• Try it: Using the data below, copy each line that includes the word "think".
- - -
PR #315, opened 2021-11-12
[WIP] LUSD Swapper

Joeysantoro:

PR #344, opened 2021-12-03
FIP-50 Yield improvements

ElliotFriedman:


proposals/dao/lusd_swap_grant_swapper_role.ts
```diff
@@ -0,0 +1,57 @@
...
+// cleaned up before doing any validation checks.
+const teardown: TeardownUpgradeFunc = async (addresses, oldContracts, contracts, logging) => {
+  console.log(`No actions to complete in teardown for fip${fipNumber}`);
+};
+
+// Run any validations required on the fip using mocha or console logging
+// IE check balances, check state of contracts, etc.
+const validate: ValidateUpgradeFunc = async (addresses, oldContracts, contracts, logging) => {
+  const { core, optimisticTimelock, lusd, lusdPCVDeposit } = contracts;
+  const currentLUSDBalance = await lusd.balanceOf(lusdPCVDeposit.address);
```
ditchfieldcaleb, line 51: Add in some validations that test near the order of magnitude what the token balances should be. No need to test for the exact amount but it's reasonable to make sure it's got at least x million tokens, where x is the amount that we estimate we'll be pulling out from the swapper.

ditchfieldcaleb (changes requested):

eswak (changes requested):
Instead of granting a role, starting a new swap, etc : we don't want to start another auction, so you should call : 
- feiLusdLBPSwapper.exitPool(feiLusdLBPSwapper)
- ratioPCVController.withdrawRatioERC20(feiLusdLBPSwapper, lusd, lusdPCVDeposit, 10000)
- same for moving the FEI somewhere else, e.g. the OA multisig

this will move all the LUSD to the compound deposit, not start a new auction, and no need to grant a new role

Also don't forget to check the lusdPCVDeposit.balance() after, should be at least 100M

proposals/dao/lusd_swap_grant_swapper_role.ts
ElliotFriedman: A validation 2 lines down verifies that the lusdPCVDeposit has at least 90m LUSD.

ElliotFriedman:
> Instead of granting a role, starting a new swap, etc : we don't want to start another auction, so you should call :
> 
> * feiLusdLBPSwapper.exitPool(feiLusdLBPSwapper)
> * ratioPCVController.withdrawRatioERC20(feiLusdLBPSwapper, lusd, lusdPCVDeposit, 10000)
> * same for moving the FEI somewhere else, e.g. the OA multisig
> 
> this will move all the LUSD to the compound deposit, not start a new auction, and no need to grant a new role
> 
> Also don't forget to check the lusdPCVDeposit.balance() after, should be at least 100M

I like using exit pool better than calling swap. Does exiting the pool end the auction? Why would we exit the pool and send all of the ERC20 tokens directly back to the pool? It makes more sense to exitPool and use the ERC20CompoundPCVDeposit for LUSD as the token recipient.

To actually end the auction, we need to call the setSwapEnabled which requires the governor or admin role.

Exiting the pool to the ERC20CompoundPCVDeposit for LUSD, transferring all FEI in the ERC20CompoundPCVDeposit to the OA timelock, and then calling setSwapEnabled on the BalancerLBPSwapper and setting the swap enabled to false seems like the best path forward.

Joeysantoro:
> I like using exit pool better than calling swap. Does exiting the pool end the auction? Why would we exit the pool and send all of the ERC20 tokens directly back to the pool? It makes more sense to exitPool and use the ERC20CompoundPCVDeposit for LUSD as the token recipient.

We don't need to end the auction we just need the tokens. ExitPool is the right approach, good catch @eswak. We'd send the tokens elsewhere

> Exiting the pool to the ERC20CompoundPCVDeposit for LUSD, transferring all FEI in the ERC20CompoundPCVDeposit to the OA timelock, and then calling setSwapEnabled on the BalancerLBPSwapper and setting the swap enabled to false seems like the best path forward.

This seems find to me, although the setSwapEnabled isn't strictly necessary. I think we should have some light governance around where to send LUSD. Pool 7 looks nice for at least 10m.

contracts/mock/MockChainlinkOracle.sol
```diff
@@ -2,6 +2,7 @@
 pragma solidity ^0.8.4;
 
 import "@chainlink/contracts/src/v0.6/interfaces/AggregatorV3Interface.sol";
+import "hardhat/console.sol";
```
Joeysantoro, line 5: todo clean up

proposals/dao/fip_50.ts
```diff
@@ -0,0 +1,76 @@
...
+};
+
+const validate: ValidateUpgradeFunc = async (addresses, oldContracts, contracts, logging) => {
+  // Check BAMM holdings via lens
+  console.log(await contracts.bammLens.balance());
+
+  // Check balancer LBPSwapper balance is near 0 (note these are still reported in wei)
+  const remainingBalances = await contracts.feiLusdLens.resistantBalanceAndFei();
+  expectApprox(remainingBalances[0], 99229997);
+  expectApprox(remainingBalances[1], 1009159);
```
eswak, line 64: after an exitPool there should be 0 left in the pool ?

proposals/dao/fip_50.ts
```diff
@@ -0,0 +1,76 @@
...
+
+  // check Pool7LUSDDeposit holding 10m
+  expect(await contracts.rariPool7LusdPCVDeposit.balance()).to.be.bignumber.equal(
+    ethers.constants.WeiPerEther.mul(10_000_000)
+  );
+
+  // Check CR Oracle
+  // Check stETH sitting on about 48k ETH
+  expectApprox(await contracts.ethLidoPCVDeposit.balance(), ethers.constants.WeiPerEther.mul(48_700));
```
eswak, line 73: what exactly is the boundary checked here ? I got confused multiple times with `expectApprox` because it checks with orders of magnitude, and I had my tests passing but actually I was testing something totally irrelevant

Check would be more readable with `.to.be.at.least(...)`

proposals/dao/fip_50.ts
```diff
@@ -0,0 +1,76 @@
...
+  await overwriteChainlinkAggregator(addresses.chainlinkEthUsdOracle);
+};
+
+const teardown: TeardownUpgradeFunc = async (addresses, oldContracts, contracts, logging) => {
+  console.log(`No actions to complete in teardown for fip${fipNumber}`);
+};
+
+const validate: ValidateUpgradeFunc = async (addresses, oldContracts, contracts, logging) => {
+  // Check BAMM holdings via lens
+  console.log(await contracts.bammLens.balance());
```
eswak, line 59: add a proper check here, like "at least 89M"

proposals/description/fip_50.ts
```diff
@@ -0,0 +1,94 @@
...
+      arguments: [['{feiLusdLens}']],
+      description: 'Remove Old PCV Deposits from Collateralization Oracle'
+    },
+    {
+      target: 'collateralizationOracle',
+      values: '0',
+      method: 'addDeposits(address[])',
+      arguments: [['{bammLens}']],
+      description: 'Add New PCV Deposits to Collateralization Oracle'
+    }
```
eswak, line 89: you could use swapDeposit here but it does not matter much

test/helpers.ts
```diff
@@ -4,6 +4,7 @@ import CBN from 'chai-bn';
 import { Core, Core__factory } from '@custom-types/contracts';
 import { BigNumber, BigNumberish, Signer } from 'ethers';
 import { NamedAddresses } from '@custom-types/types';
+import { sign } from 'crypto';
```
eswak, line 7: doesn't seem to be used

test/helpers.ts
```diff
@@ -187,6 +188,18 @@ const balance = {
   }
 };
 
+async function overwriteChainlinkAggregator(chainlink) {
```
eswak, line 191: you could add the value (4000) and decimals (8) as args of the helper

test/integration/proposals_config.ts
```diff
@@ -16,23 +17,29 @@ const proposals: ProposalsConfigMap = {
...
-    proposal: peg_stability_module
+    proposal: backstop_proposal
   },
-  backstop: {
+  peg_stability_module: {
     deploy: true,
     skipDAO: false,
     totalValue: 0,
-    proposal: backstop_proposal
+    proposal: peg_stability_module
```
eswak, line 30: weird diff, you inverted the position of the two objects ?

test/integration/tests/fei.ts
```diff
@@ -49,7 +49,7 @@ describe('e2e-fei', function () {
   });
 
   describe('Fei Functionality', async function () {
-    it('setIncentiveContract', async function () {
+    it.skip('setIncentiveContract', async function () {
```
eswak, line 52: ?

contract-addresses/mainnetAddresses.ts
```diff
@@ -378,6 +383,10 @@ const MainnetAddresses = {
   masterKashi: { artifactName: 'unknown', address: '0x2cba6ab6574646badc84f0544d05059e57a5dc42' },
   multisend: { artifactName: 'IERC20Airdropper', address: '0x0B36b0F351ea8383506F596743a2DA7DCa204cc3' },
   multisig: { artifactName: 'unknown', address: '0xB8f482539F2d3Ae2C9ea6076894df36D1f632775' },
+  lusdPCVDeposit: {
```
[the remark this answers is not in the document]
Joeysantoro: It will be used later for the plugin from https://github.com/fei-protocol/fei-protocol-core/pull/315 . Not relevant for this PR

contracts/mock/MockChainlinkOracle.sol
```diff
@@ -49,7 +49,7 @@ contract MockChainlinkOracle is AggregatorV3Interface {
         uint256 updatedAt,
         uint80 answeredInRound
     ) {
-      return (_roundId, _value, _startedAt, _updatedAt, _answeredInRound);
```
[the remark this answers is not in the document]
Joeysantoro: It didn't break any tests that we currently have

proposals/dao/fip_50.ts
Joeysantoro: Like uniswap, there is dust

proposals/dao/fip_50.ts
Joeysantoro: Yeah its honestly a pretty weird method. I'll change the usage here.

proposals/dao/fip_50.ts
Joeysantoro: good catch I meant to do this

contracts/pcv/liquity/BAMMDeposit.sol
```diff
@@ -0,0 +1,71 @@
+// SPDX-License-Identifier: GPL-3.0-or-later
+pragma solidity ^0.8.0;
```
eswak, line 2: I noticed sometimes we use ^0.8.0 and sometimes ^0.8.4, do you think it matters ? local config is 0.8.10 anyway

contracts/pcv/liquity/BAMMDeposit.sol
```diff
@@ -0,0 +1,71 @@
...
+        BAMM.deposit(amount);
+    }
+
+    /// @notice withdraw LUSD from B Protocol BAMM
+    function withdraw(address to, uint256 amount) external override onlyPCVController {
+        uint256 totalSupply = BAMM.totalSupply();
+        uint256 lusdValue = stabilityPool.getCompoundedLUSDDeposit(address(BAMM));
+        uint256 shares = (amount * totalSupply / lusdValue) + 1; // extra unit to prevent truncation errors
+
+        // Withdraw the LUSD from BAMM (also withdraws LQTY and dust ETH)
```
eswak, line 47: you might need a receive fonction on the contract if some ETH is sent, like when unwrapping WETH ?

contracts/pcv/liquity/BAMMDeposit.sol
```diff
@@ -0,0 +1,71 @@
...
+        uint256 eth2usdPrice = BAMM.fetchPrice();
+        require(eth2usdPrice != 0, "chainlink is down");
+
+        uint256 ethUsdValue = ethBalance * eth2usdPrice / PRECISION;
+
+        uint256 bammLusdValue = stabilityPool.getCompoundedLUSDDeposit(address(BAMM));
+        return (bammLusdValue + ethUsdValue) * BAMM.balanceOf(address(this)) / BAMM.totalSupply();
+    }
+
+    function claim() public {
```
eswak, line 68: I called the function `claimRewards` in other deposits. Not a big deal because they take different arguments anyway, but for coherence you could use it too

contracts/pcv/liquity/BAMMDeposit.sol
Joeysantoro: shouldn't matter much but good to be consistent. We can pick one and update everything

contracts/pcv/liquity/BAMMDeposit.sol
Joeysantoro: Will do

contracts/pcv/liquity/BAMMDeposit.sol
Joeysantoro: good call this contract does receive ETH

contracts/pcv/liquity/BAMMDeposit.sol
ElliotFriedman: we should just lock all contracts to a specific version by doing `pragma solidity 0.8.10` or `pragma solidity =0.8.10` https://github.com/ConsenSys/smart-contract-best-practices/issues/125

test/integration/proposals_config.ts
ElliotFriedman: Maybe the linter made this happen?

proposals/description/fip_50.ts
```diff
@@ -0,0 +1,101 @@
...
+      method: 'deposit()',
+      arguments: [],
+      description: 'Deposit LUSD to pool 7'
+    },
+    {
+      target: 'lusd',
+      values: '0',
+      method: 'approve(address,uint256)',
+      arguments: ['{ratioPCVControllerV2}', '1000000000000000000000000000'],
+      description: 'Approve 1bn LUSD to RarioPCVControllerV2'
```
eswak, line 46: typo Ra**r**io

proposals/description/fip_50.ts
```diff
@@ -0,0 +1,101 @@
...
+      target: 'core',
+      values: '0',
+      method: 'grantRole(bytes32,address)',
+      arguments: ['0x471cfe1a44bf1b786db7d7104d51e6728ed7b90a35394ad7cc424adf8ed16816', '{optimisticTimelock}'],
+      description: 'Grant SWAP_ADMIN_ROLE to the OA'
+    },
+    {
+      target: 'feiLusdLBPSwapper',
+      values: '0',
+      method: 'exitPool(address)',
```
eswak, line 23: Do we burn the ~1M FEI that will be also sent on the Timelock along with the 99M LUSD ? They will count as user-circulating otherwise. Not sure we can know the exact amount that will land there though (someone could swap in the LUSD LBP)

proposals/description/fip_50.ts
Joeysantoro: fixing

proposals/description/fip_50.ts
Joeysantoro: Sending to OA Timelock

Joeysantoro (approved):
- - -
• Exercise output:
This seems find to me, although the setSwapEnabled isn't strictly necessary. I think we should have some light governance around where to send LUSD. Pool 7 looks nice for at least 10m.
eswak, line 2: I noticed sometimes we use ^0.8.0 and sometimes ^0.8.4, do you think it matters ? local config is 0.8.10 anyway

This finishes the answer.